Instances without Full PMU Support
VTune Profiler analysis types such as the Additional Insights on Hotspot Analysis, Microarchitecture Exploration and HPC Performance Characterization require access to PMU events in order to provide hardware data such as instructions retired and number of cycles. The PMU events accessible on AWS* instances depends largely on the instance size. The instances tested run on Intel Xeon Scalable Processors with two sockets. Only instance sizes that use one or both complete sockets allow for PMU access, presumably because partial use of a socket results in shared CPU resources. Of the larger instances tested, the M5.16xlarge and R5.16xlarge instances do not support PMU events because they consume one complete socket and a portion of the second. Therefore they do not allow for the hardware analyses to take place.

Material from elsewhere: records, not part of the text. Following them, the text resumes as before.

PR #25012, opened 2023-10-09
Barud - tests added to the FA Locations and Fixed Assets APIs

barud-dyna:


barud-dyna:
Doubled with https://github.com/microsoft/ALAppExtensions/pull/24169

PR #1042, opened 2024-03-06
git: worktree, Don't panic on empty or root path when checking if it is valid

tim775:
I didn't dig into the specific case that was triggering this, but we did have a panic in our production system.


pjbgf (approved):
LGTM! Thanks @tim775! :bow:

PR #1073, opened 2024-04-08
fix(up): divide the encoding of UploadPackReponse into two steps

luckjay:
This PR is to divide the encoding of UploadPackReponse into two steps. So the user can use two different writers for pkt-lines and packfiles when integrating with `side-band` enabled clients, for example, [isomorphic-git](https://isomorphic-git.org/).

For example, the pseudo-code is like the following:
```
var w io.writer
if err = response.EncodePacketLines(w); err != nil {
	return error
}

muxer := sideband.NewMuxer(sideband.Sideband, w)
if err = response.EncodePackfiles(muxer); err != nil {
	return err
}

return nil
```


luckjay:
@pjbgf could you review this pr, thanks!

PR #1082, opened 2024-04-24
Refactor pktline

aymanbagabas:
Taken from https://github.com/aymanbagabas/go-git/pull/1
- [x] Refactor pktline https://github.com/aymanbagabas/go-git/pull/1
  - [x] Clean up and DRY implementation
  - [x] Replace Encoder/Scanner with static methods
  - [x] Support Peek
  - [x] Improve performance


plumbing/protocol/packp/updreq_decode.go
```diff
@@ -83,14 +83,16 @@ func (req *ReferenceUpdateRequest) Decode(r io.Reader) error {
...
 
-	d := &updReqDecoder{r: rc, s: pktline.NewScanner(r)}
+	d := &updReqDecoder{r: rc, s: r}
 	return d.Decode(req)
 }
 
 type updReqDecoder struct {
 	r   io.ReadCloser
-	s   *pktline.Scanner
+	s   io.Reader
```
pjbgf, line 92: The field `s` sounds confusing now that this is no longer a scanner.

```suggestion
	pr   io.Reader
```

plumbing/transport/registry.go
```diff
@@ -0,0 +1,39 @@
...
+	"sync"
+)
+
+// registry are the protocols supported by default.
+var (
+	registry = map[string]Transport{}
+	mtx      sync.Mutex
+)
+
+// Register adds or modifies an existing protocol.
```
pjbgf, line 14: Where the API changed substantially, I think we should either add comments to clarify that, or find another place to amass all the API changes, so it is easier for users to migrate to V6.

```suggestion
// Register adds or modifies an existing protocol.
// Equivalent to client.InstallProtocol in go-git before V6.
```

plumbing/transport/registry.go
```diff
@@ -0,0 +1,39 @@
...
+func Register(protocol string, c Transport) {
+	mtx.Lock()
+	defer mtx.Unlock()
+	registry[protocol] = c
```
pjbgf, line 18: When the code is this simple it is not worth the additional costs of a `defer`.

```suggestion
	registry[protocol] = c
	mtx.Unlock()
```

plumbing/transport/registry.go
```diff
@@ -0,0 +1,39 @@
...
+}
+
+// Unregister removes a protocol from the list of supported protocols.
+func Unregister(scheme string) {
+	mtx.Lock()
+	defer mtx.Unlock()
+	delete(registry, scheme)
```
pjbgf, line 25:
```suggestion
	delete(registry, scheme)
	defer mtx.Unlock()
```

pjbgf (commented):
Small nits, otherwise LGTM.

pjbgf (approved):

PR #1095, opened 2024-05-07
plumbing: protocol/packp/sideband, Expose Flush() to make muxer usable.

ajnavarro:
Without printing the Flush command, the muxer cannot be used to communicate with a git client. Exposed Flush() method from the pkt-line encoder to be able to call it through the Muxer.


pjbgf (approved):
LGTM

PR #1100, opened 2024-05-24
plumbing: transport/http, Wrap http errors to return reason. Fixes #1097

### LINKED ISSUE #1097: plumbing/transport/http: error handling swallows useful debugging information
I was recently investigating an issue that manifested as Git operations failing to complete while API access continued to function when accessing a popular Git provider. The issue was caused by SSO enforcement on the credentials being used: the provider was configured to require an SSO check every 24h for Git operations.

Unfortunately, the only messaging I was getting out of this library was "authorization failed" (coming from https://github.com/go-git/go-git/blob/master/plumbing/transport/common.go#L35).

Digging into this a bit, I found the `transport/http` [error handling](https://github.com/go-git/go-git/blob/master/plumbing/transport/http/common.go#L414-L441), which discards the response body when the HTTP code maps to a known error type. This hides the message from the Git provider which is akin to "account configured for SSO" or some such.

I think a better way to handle these errors would be to wrap the common error kind using `fmt.Errorf("%w: %s", err, reason)`. This is compatible with the current error output if folks are using [`errors.Is(err, target) bool`](https://pkg.go.dev/errors#Is) to check error equality (which folks should be doing).

With regards to being able to pass the reason string back to the caller: I don't expect that any Git provider would generate output for these errors that would be problematic to pass back to a consumer of the library.

eg:
```
// instead of this
	switch r.StatusCode {
	case http.StatusUnauthorized:
		return transport.ErrAuthenticationRequired
	case http.StatusForbidden:
		return transport.ErrAuthorizationFailed
	case http.StatusNotFound:
		return transport.ErrRepositoryNotFound
	}

// do this
	switch r.StatusCode {
	case http.StatusUnauthorized:
		return fmt.Errorf("%w: %s", transport.ErrAuthenticationRequired, reason)
	case http.StatusForbidden:
		return fmt.Errorf("%w: %s", transport.ErrAuthorizationFailed, reason)
	case http.StatusNotFound:
		return fmt.Errorf("%w: %s", transport.ErrRepositoryNotFound, reason)
	}
```

ggambetti:
This attempts to address https://github.com/go-git/go-git/issues/1097.

A few notes:
 * The underlying testing library doesn't have an `errors.Is` check, so I went and implemented one in `internal/test`. Not sure that's the right spot to put it.
 * The `internal/test.ErrorIs` can be removed if https://github.com/go-check/check/issues/139 gets fixed.
 * I kept the `ErrorMatches` string check in the places I found it.
 * I didn't provide tests for `internal/test.ErrorIs`, would you like them?

### DIFF
--- a/internal/test/checkers.go
+++ b/internal/test/checkers.go
@@ -1,0 +1,43 @@
+package test
+
+import (
+	"errors"
+	"fmt"
+
+	check "gopkg.in/check.v1"
+)
+
+// This check.Checker implementation exists because there's no implementation
+// in the library that compares errors using `errors.Is`. If / when the check
+// library fixes https://github.com/go-check/check/issues/139, this code can
+// likely be removed and replaced with the library implementation.
+//
+// Added in Go 1.13 [https://go.dev/blog/go1.13-errors] `errors.Is` is the
+// best mechanism to use to compare errors that might be wrapped in other
+// errors.
+type errorIsChecker struct {
+	*check.CheckerInfo
+}
+
+var ErrorIs check.Checker = errorIsChecker{
+	&check.CheckerInfo{
+		Name:   "ErrorIs",
+		Params: []string{"obtained", "expected"},
+	},
+}
+
+func (e errorIsChecker) Check(params []interface{}, names []string) (bool, string) {
+	obtained, ok := params[0].(error)
+	if !ok {
+		return false, "obtained is not an error"
+	}
+	expected, ok := params[1].(error)
+	if !ok {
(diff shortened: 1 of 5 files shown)


ggambetti:
@pjbgf

pjbgf:
@ggambetti thanks for working on this. LGTM, just need to reword the commit message (in line with the new PR title), and PR Validation should pass.

ggambetti:
@pjbgf Thanks, updated. :)

pjbgf (approved):

PR #1108, opened 2024-06-06
Add Filter to FetchOptions

vzxv:
Allow a Filter to be specified in FetchOptions.

Positively set the Filter capability when constructing an UploadRequest, and include the Filter when constructing an UploadPackRequest.


pjbgf:
This was superseded by #1375.

Issue #37, opened 2020-04-23
"reference has changed concurrently" when fetch and checkout.


miltalex:
When I try to do a git fetch and then a git checkout to a specific revision I get the following error. 

`error: reference has changed concurrently`

It seems that after 2 retries the whole fetch checkout operation works fine.

There was an old similar issue [here](https://github.com/src-d/go-git/issues/1230).

mcuadros:
Are you using go routines?

miltalex:
No. I just do a git fetch in the beggining.
```
err = repo.Fetch(&git.FetchOptions{
	RemoteName: "origin",
	Auth:       r.Auth,
})
```
Then I resolve the reference that user provided, by checking `referenceTag` and `referenceBranch`, and then I do a checkout and a pull.
```
err = w.Checkout(&git.CheckoutOptions{
	Hash:  *revision,
	Force: true,
})

err = w.Pull(&git.PullOptions{
	RemoteName:    "origin",
	ReferenceName: plumbing.ReferenceName(r.ReferenceName),
	Auth:          r.Auth,
}) 
```

A summary of the code.

mcuadros:
Can you create a script that reproduces the bug, to be able to take a look?

miltalex:
Unfortunately not I can share the code. I noticed that this will happen if something changed on the remote when we call the function, but I wasn't able to reproduce it.

cumminsd:
I also am getting the issue occasionally. It seems to be breaking references:

`error: cannot lock ref 'refs/remotes/origin/EVO-26728': unable to resolve reference 'refs/remotes/origin/EVO-26728': reference broken`

It does appear to be when someone else changes the repository. Here is the function I am calling to update the repository. Note that the commented out section was used to check the repository before calling update, but I entered an issue for that. (If there is an empty folder in the repository, worktree.Status() returns that the tree is dirty, if when it isn't.)

`
// Update does a pull on the specified repository
func Update(folder string) ([]*object.Commit, error) {
	repo, err := git.PlainOpen(folder)
	if err != nil {
		return nil, fmt.Errorf("Error opening repository: %s", err)
	}

	auth := githttp.BasicAuth{Username: "xxxxx", Password: "xxxxx"}

	oldHead, err := repo.Head()
	if err != nil {
		return nil, fmt.Errorf("Error finding HEAD: %s", err)
	}

	oldCommit, err := repo.CommitObject(oldHead.Hash())
	if err != nil {
[...]

PR #1116, opened 2024-06-18
Fix reference updated concurrently error for the filesystem storer

Javier-varez:
If a reference exists in the packed refs file but not in the actual refs folder, we need to fall back to reading the pack refs file when storing the reference.

This happens because by the time we are storing the reference, we open the file with write permissions and read from it. At that point, if the file is empty, we still need to read the valid reference. Otherwise, it will read 0, and assume that the references do not match (because the old value was read from the packed file).

Relates to https://github.com/go-git/go-git/issues/37

### DIFF
--- a/storage/filesystem/dotgit/dotgit.go
+++ b/storage/filesystem/dotgit/dotgit.go
@@ -72,6 +72,9 @@ var (
 	// ErrIsDir is returned when a reference file is attempting to be read,
 	// but the path specified is a directory.
 	ErrIsDir = errors.New("reference path is a directory")
+	// ErrEmptyRefFile is returned when a reference file is attempted to be read,
+	// but the file is empty
+	ErrEmptyRefFile = errors.New("ref file is empty")
 )
 
 // Options holds configuration for the storage.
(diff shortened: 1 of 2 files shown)


storage/filesystem/dotgit/dotgit.go
```diff
@@ -655,24 +655,47 @@ func (d *DotGit) ObjectDelete(h plumbing.Hash) error {
...
+// checkReferenceAndTruncate reads the reference from the given file, or the `pack-refs` file if
+// the file was empty. Then it checks that the old reference matches the stored reference and
+// truncates the file.
 func (d *DotGit) checkReferenceAndTruncate(f billy.File, old *plumbing.Reference) error {
 	if old == nil {
 		return nil
 	}
+
 	ref, err := d.readReferenceFrom(f, old.Name().String())
+	if err == emptyRefFileError {
```
pjbgf, line 689:
```suggestion
	if errors.Is(err, ErrEmptyRefFile) {
```

storage/filesystem/dotgit/dotgit.go
```diff
@@ -655,24 +655,47 @@ func (d *DotGit) ObjectDelete(h plumbing.Hash) error {
 	return err1
 }
 
+type refError string
+
+func (r refError) Error() string {
+	return string(r)
+}
+
+var emptyRefFileError = refError("The file is empty")
```
pjbgf, line 664: Please move this to the top together with the other errors.

```suggestion
var ErrEmptyRefFile = errors.New("ref file is empty")
```

storage/filesystem/dotgit/dotgit.go
```diff
@@ -655,24 +655,47 @@ func (d *DotGit) ObjectDelete(h plumbing.Hash) error {
...
+
 func (d *DotGit) readReferenceFrom(rd io.Reader, name string) (ref *plumbing.Reference, err error) {
 	b, err := io.ReadAll(rd)
 	if err != nil {
 		return nil, err
 	}
 
+	if len(b) == 0 {
+		return nil, emptyRefFileError
```
pjbgf, line 673:
```suggestion
		return nil, ErrEmptyRefFile
```

pjbgf (changes requested):
@Javier-varez nice stuff! Thanks for looking into this issue. Apart from the nits below this LGTM.

Javier-varez:
> @Javier-varez nice stuff! Thanks for looking into this issue. Apart from the nits below this LGTM.

Thank you for reviewing the PR. I just addressed the comments 👍🏻

pjbgf (approved):
@Javier-varez thanks for working on this. :bow:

Intel VTune Profiler - Application Performance Snapshot
Application Performance Snapshot (APS) is a utility packaged with VTune Profiler for Linux*. It provides the ability to quickly visualize MPI and OpenMP imbalances, efficiency of memory access, floating point unit (FPU), I/O and memory data in your application. After analyzing this data, it displays ways to perform additional analysis with VTune Profiler.
APS has the same limitations as VTune Amplifier hardware analysis types. It can only run when PMU events are accessible.

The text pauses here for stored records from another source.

PR #1138, opened 2024-07-12
storage: filesystem, Fix object cache not working due to uninitialised objects being put into cache

SatelliteMind:
I noticed the `ObjectStorage.getFromUnpacked` function has an object cache, but it is never actually used to resolve any objects. I found that when a new object is being put into cache its hash (which is used as the cache key) is always zero, which makes future loads of that same object always miss when trying the cache. See the debugger screenshots in the expandable sections.

<details>
  <summary>Hash of the queried object at the check cache point</summary>

image

</details>

<details>
  <summary>Hash of the loaded object when it's being put into cache (it's zero)</summary>

image

The hash is later used as cache key:
```Go
func (c *ObjectLRU) Put(obj plumbing.EncodedObject) {
	...
	objSize := FileSize(obj.Size())
	key := obj.Hash()
	...
```

</details>

<details>
  <summary>Hash of the loaded object when it's being returned from the function (now it matches the queried hash)</summary>

image

</details>

It seems to me this is a bug, so I opened this PR with the fix. However, this is my first contribution to this project, so I would appreciate a thorough review.

### DIFF
--- a/storage/filesystem/object.go
+++ b/storage/filesystem/object.go
@@ -431,12 +431,12 @@ func (s *ObjectStorage) getFromUnpacked(h plumbing.Hash) (obj plumbing.EncodedOb
 
 	defer ioutil.CheckClose(w, &err)
 
-	s.objectCache.Put(obj)
-
 	bufp := copyBufferPool.Get().(*[]byte)
 	buf := *bufp
 	_, err = io.CopyBuffer(w, r, buf)
 	copyBufferPool.Put(bufp)
+
+	s.objectCache.Put(obj)
 
 	return obj, err
 }
--- a/storage/filesystem/object_test.go
+++ b/storage/filesystem/object_test.go
@@ -547,3 +547,64 @@ func BenchmarkGetObjectFromPackfile(b *testing.B) {
 		})
 	}
 }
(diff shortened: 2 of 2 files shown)


pjbgf (approved):
@SatelliteMind thanks for working on this. :bow: 

I can confirm that the cache is now working, which translates on improved performance for `EncodedObject` calls (already cached objects). Here's the benchstat results:
```
                         │ /tmp/before  │             /tmp/after              │
                         │    sec/op    │   sec/op     vs base                │
GetObjectFromUnpacked-16   13.663µ ± 3%   5.501µ ± 3%  -59.74% (p=0.000 n=20)

                         │ /tmp/before │             /tmp/after             │
                         │    B/op     │    B/op     vs base                │
GetObjectFromUnpacked-16   5923.0 ± 0%   751.0 ± 0%  -87.32% (p=0.000 n=20)

                         │ /tmp/before │             /tmp/after             │
                         │  allocs/op  │ allocs/op   vs base                │
GetObjectFromUnpacked-16    42.00 ± 0%   14.00 ± 0%  -66.67% (p=0.000 n=20)
```

PR #1144, opened 2024-07-15
Implement IsAdded, IsModified, IsDeleted method for status

### LINKED ISSUE #1140: status not able to track any comitted file
Please see this function:
```
func run() error {
      // Please see that this is just an example for checking status of a file, hence it has hard-coded strings 
	r, err := git.PlainOpenWithOptions("../bsf-ci", &git.PlainOpenOptions{DetectDotGit: true})
	if err != nil {
		return err
	}
	// Get the working tree
	w, err := r.Worktree()
	if err != nil {
		return err
	}
	status, err:= w.Status()
	if err!=nil{
		return err
	}
	fl:= status.File("go.mod")
	println(fl.Staging) // Always printing 63 that means untracked
	println(status.IsUntracked("go.mod")) // always giving false
	fmt.Printf("Staging: %c\n", fl.Staging)
	return nil
}
```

Intel VTune Profiler - Platform Profiler
The VTune Profiler Platform Profiler utility is also packaged with VTune Profiler. It profiles at the system level to help identify hardware configuration issues such as storage layout, memory and disk I/O, CPU frequency, cycles per instruction (CPI), power consumption and many more.
Platform Profiler is limited to use on metal instances only.
Metal versus Non-metal Instances
Some instance types have a metal offering that is the same size as the largest non-metal instance. For example, c5.24xlarge has the same number of vCPUs as c5.metal, and appears to utilize the same hardware. The main difference is that the 24xlarge instance still uses a hypervisor which prevents full access to the PMU, including uncore events used in memory access analysis. The result is that VTune Profiler will still be limited on the largest non-metal instance, and fully functional on the metal equivalent.